Step 3: In-depth study alone is really boring, so we will analyze practical examples, such as guessing number games, we can think about how to guess the correct number in the shortest time, you may think of using binary search. Ok, so let’s ask ourselves some questions about binary search, and make sure you ask yourself a lot of questions about why, so that you can expand your level of knowledge, like binary search, what if there’s duplicate data in the data?
Again, I want to emphasize that it’s important to ask yourself why, because psychologically speaking, your brain conforms to the principle of least resistance, which means you don’t like to do the things you think about, so here we have to work backwards to make further breakthroughs. If you feel comfortable with the above two stages, let’s proceed to the third stage below, retrieving the data structure.
Stage 3: Retrieve the data structure
Step 1: At this point you may learn a lot about data structures, but it is difficult to use, so how can you use them in practical problems? The first step is to do sorting, sorting out the fragmentary knowledge points to the notebook, how to sort it out? We can use the mind map to systematize the knowledge, which will help us to further strengthen both review and consolidation.
The second step: After sorting out the above, you will find that many problems involve multiple data structures in the actual project. We have only solved a single data structure, so try to make connections between data structures, such as arrays and linked lists. Each data structure has advantages and disadvantages. In the process of learning, you will find that the advantages of one data structure are the disadvantages of another data structure, or that the problems solved by this data structure can make up for the problems that another data structure cannot solve. After repeated thinking, you will sort them out for future expansion on this basis.

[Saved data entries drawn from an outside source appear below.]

PR #4543, opened 2020-11-29
Remove Travis

### LINKED ISSUE #4535: Mac builds fail on Travis
Since a couple of days (around 17.11.) the Travis build for Mac has a good chance of failing.
Comparing the logs of [this](https://travis-ci.org/github/widelands/widelands/jobs/745089920) and [that](https://travis-ci.org/github/widelands/widelands/jobs/745090537) build, the problem seems to be a new dependency, which requires a newer cmake version. Building this package takes just about the declared stall time of 10 min.

Noordfrees:
closes #4535


Noordfrees:
Installing the dependencies takes *hours* on travis now. I am strongly in favour of dropping support for it.

gunchleoc:
I'd prefer finding out what the problem is over summarily removing the builds.

How about configuring the Travis builds to allow to fail while we're looking for the issue?

Noordfrees:
The problem is that we install a number of dependencies on travis via homebrew. brew in turn installs further dependencies, and the `make` commands for each of the sub-dependencies (invoked by `brew`) easily takes more than the 10-minutes timeout threshold. This can be fixed by using `travis_wait`, but the dependencies alone are then still not installed after 60 minutes. So even if we extend the timeout to more than that, it is likely that we will hit the absolute timeout (what is it, 120 minutes or such?) before compilation had enough time to complete.

stonerl:
macOS 10.13 is neither supported by Apple nor by homebrew anymore. So I support removing it from the tests.

Noordfrees:
Since matthiakl succeeded in fixing travis we can keep it around after all. 
*…until it breaks again… ;)*

PR #4551, opened 2020-12-09
Fix some encyclopedia strings for the Amazons

gunchleoc:


hessenfarmer (approved):
LGTM although there are more of them, as reported on transifex

gunchleoc:
There probably are - I haven't had the time to finish looking through them and wanted to at least get those in that I had already fixed.

PR #4559, opened 2020-12-14
Fix two info panel crashes

Noordfrees:
The crashes fixed by this PR can be reproduced by saving a map in the editor (1) and by right-clicking a Game/Map Saved notification (2).


matthiakl (approved):
Tested and working :)

PR #4562, opened 2020-12-16
Adjust field size for mountains

### LINKED ISSUE #4553: Immovables do not restrict buildingspace on mountains
Immovables wich have a size do restrict building space on arable terrains, but not on mineable terrains:

immovables_mineable

The standing stone on mineable terrain shows that only one  buildingspace is lost, whereas on arable terrain all surrounding buildingspace is lost.

**To Reproduce**
1. Start the editor
2. Place some mineable terrains
3. Enable buildhelp
4. Place some immovables on mineable and arable terrains

**Expected behavior**
Immovables placed on mineable terrains should restrict buildingspace for mines in the same way like with arable terrains. Since mines have only one size, every immovable wich have a size should mark all neighboring fields as unmineable if it get placed on mountains.

**Version:**
 - OS: archlinnux
 - Widelands Version: [7c074cf@master] (Debug)

matthiakl:
Fixes #4553


Noordfrees (commented):
LGTM, tested and working.
Did you check whether any of the official maps may need updating after this change?

matthiakl:
> Did you check whether any of the official maps may need updating after this change?

This shouldn't be necessary, the buildsize is calculated during map loading and not stored in the map itself. I created and saved a map before the modification and the building spaces were correct afterwards, without changing the map.

Noordfrees:
I meant, whether any of the official maps contains a mining plot which is no longer available after this change. If there is a mountain patch with very few plots it is possible that the map can then no longer be played as it is meant to.

frankystone:
I think the map Dolomites is the most affected one. It has many of the immovable called 'debris' on the mountains.

I do not believe other maps are affected, because immovables are mostly placed on ground terrains.

matthiakl:
I looked through the maps, and I found three, that are affected by this change:

- **Dolomites** and **River Explorers** don't need an update, because affected areas are surrounded by large mineable areas.
- **Swamp Island** should be changed, because some mining plots are now completely obstructed.

Should I include a change in this PR or let some professional map builders do it ;) ?

Noordfrees:
Please do it here :)

Noordfrees (approved):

Learned the third step: will the actual problem is converted into data structures, encounter problems, according to the features of problems or data to find the suitable data structures, such as we need to insert, delete, query the data quickly, we in the brain, a quick search can quickly realize the insert, delete, and query data structures have? Balance binary trees, hash tables, hop tables, etc. Then filter these data structures according to another condition or feature of the problem.

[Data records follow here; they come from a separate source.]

PR #4571, opened 2020-12-22
Fix crash when worker's terraform program fails

### LINKED ISSUE #4570: Game Crash randomly
widelands: ../src/logic/map_objects/bob.h:301: Widelands::Bob::State& Widelands::Bob::top_state(): Zusicherung »stack_.size()« nicht erfüllt.

I used this build with europeans tribe (as player tribe) and barbarians and empire as AI tribes on the build-in Europa 1.2 map in an endless game. I haven't changed the source code of the game. The game randomly crashes when the game time is above 24 hours. After a certain point in time, a saved game can no longer be loaded. The game crashes seconds after loading.

It should be noted that between the start of the game and the time of the crash I changed a few things in my tribe, such as production programs for workers and buildings or build / enhancement costs. I have no idea how that affects this bug.

Noordfrees:
Fixes #4570


hessenfarmer:
@MarkMcWire 
It would be nice if you could confirm that this PR fixes the mentioned issue, as you know how to reproduce it

MarkMcWire:
It fix the problem. No crash with this exception anymore since I use your code change.

hessenfarmer (approved):
I would rely on @MarkMcWire in his judgement that this fixes the issue 
so it should be merged imho

PR #4573, opened 2020-12-28
fix new static referenced libraries for win builds

hessenfarmer:


Noordfrees (approved):

hessenfarmer:
thanks for the review

Issue #4598, opened 2021-01-07
Prepare for clang-format 11


matthiakl:
This is a heads up, that the `.clang-format` should be reviewed for clang-format 11. The Github actions currently run version 10, but my local version 11 found lots of format changes. To prevent a complete formatting by Github, we should check this, before the runners are updated.
See
https://github.com/actions/virtual-environments/blob/main/images/linux/Ubuntu2004-README.md
https://github.com/actions/virtual-environments/issues/2130

Noordfrees:
Couldn't we just change the apt line in https://github.com/widelands/widelands/blob/master/.github/workflows/format.yaml#L60 to install `clang-format-10` instead of `clang-format`
Then we can keep the current format version until we choose to migrate to the later version (ideally at a time after the release and when fewer conflicting PRs are open)

matthiakl:
Oh... You're right. That's so much simpler :)

Edit: ...but this would probably brake the dependency to the preinstalled clang version. But the linked issue proposes a solution for that.

Noordfrees:
Argh… the format bot has just formatted 117 files on master, even though it still does use clang and clang-format version 10 according to the logs…

matthiakl:
That's bad. So the fix did not work correctly.
The log only shows version 10 for clang explicit, but not for clang-format:
`update-alternatives: using /usr/bin/clang-10 to provide /usr/bin/clang (clang) in auto mode`
Other than that I don't see any evidence which version is used.

As we already have the proposed mitigation way implemented, maybe we should report this problem over on `virtual-environments#3235`?

PR #4601, opened 2021-01-08
Require clang-format version 10

Noordfrees:
Re #4598

### DIFF
--- a/.github/workflows/format.yaml
+++ b/.github/workflows/format.yaml
@@ -61,6 +61,8 @@ jobs:
         pip install pyformat
         # Use clang-format 10 as default until we choose to migrate to 11
         sudo update-alternatives --remove-all clang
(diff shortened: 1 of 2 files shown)


.github/workflows/format.yaml
```diff
@@ -57,8 +57,11 @@ jobs:
     - name: Installing formatting tools
       run: |
         sudo apt-get update
-        sudo apt-get install clang-format
+        sudo apt-get install clang-format-10
         pip install pyformat
+        # Use clang-format 10 as default until we choose to migrate to 11
+        sudo update-alternatives --remove-all clang
```
matthiakl, line 63: I think you should either remove clang-format only or install the clang/clang++ links as well. Not sure whether clang-format calls clang or not.

matthiakl (approved):
That should do it for now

Step 4: How do you screen? Using the performance analysis that we talked about earlier, time complexity, space complexity, we know how to choose a reasonable solution.
These are my three stages of learning data structures. If you complete the three stages, do you think there are no problems? No, because we’re going to solve problems and we’re going to have a lot of situations, so what are we going to do, Jay?
My feedback
We should gain something every time we solve problems or review data structures. How can we increase our harvest with the same knowledge? That is to constantly feed back information to myself, for example, hashing conflicts the current solution is not applicable to the actual project, so I feed this information back to myself and ask myself if there is a better solution? After feedback, the next step is to raise the standard of learning.
An increase in the standard
There is always a bottleneck in learning data structures, and when we get out of the bottleneck, it will be much smoother, so you ask is there any possibility of further improvement? There will be, and then you will talk about improving your own standards, such as your ability to solve practical problems in your life subconsciously, without any reference data, which is very demanding for yourself, and improving your work efficiency, which seems to be very high standard, I believe that everyone only through continuous efforts to practice, feedback will one day exercise this ability, believe you.